→ What is required
Each line that holds the word "directory" counts once; give the total for the records below and nothing else.

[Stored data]
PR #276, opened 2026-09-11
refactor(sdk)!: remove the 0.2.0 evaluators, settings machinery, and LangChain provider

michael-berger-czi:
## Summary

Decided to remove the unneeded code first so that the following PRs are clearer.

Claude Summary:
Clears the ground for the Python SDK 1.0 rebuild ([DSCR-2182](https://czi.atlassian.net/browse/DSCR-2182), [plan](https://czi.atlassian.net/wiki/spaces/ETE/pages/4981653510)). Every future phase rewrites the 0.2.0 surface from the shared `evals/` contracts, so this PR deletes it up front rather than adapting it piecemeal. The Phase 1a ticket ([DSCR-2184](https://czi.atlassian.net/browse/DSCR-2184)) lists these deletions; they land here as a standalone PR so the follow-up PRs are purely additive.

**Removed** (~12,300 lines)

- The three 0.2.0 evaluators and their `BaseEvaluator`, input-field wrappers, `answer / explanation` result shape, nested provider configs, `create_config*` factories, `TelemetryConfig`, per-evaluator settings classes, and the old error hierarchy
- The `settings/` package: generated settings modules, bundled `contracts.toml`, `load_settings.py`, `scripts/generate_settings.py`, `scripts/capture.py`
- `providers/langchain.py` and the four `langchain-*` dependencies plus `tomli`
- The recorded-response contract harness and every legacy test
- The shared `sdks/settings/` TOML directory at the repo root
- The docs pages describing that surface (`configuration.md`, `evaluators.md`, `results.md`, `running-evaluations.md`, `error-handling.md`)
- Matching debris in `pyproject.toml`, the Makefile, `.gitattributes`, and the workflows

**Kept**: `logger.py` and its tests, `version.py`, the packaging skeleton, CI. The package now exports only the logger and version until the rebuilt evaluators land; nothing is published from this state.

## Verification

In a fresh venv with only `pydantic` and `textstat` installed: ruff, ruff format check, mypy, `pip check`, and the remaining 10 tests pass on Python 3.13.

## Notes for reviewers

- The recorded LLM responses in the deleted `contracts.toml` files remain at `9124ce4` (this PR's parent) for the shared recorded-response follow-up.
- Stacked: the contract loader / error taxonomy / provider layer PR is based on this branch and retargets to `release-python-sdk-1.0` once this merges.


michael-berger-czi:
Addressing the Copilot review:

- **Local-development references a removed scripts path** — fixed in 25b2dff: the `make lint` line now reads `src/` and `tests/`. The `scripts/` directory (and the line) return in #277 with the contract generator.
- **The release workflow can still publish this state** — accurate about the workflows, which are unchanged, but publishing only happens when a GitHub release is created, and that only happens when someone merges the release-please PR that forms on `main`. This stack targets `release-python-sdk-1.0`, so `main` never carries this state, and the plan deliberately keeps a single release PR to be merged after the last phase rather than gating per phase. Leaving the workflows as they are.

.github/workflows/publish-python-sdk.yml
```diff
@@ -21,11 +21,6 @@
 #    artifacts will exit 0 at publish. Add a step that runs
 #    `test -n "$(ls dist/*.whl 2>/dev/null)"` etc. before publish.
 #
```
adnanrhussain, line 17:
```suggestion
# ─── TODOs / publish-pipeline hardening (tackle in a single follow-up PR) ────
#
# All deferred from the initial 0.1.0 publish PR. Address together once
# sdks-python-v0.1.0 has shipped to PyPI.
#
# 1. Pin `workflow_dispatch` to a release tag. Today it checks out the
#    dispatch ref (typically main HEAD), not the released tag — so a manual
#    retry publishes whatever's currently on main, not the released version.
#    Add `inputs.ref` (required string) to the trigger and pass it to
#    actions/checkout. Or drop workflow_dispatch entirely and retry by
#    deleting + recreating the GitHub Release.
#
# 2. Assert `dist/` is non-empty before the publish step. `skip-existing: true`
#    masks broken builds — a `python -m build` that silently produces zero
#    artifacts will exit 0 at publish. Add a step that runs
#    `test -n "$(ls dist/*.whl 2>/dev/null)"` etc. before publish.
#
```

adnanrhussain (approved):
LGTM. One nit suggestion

→ Output below
2